Pensez-vous qu’un cours sur Star Trek n’est pas assez philosophique ? Détrompez-vous ! L’Université de Georgetown à Washington pense autrement car le cours intitulé : Star Trek  est apparemment l’un des meilleurs moyens d’apprendre la philosophie. Tout en explorant le voyage dans le temps, ce cours propose aussi une introduction à certains sujets de la métaphysique, de l’épistémologie et de la philosophie.

 Un cours sur ………..le pénis !

Ce titre est tout à fait choquant et obscène mais il fallait bien traduire l’intitulé du cours proposé par l’Occidental College à Los Angeles : « Le Phallus ». En effet,  ce cours porte sur les théories historiques sur l’organe génital mâle partant de Freud à Lacan. Si « Le Phallus » tout court n’est pas satisfaisant, il en proposera d’autres genres, tels que le phallus homo, le phallus juif et le phallus latin. Si vous ignorez tout de ce sujet, il ne vous reste plus qu’à « pénétrer » la salle de cours ! 

 Apprendre les ruses des Jedi

 Une université ne se permet pas de donner un cours sur les Trekkies – qui sont les fans obsédés par la série de films La Guerre des Étoiles – sans en donner un autre sur les Jedi qui sont des guerriers fictifs.
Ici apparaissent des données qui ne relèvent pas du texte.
Issue #1364, opened 2018-06-21
Make it possible to force diffForHumans() to return "before/after" or "ago/from now" as I wish, independently of the $other argument being present or not


rulatir:
I have valid use cases where I want diffForHumans() to say "ago" even though I am giving a reference date, and "before" even though I am not giving a reference date.

Please make it possible to specify this with an extra option, as opposed to binding this to whether the reference date was given or not.

imbrish:
I don't think that will justify adding fifth parameter to `diffForHumans`.

You can instead call `$date->diffForHumans($other/null, true)` to get the difference without either "ago" or "before" and add wanted suffix yourself.

It could be possible to rename second parameter to `$suffix` and let it accept special values like `Carbon::ABSOLUTE` and `Carbon::RELATIVE` in addition to default true for automatic and false for none, but as it is BC break I guess only in 2.0.

kylekatarnls:
@imbrish Warning, ago, from now, before, after, are not suffixes in every languages, in French, ago and from_now gives prefixes. So I recommend to always use the translator:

L’Université Queen’s à Belfast en Irlande du Nord a créé un cours très sympa intitulé « Ressent la force : Comment s’entraîner à la manière du Jedi ? » Ce cours vise à enseigner les techniques psychologiques inspirées des vraies ruses utilisées par un Jedi pour tromper son ennemi. À noter que les sabres-lasers ne seront pas utilisés et c’est bien dommage !

 S.O.S. Fantômes !

 Chasser les esprits frappeurs. Causer avec les morts. Comprendre la télépathie. C’est ce que propose l’Université de Coventry en Grande-Bretagne dans ce nouveau cours de parapsychologie intitulé « Psychologie des expériences humaines exceptionnelles ».  Portant sur toute expérience paranormale, ce cours aborde un domaine tout nouveau qui s’intéresse aux fantômes, aux médiums et aux sensations extrasensorielles. Le chargé de cours, Tony Lawrence, guide les étudiants dans un parcours de psychologie transpersonnelle et d’études d’expériences anomalistiques qui leur serviraient plus tard à surveiller tout phénomène paranormal et à capturer ainsi fantômes et esprits. De plus, les étudiants ont la possibilité, comme bonus, de revisiter les films Ghostbusters. Cela ne semble-t-il pas assez fou ? Mais le plus insensé c’est le prix du cours  : 3 200 livres sterling soit l’équivalent de 3 824 euros !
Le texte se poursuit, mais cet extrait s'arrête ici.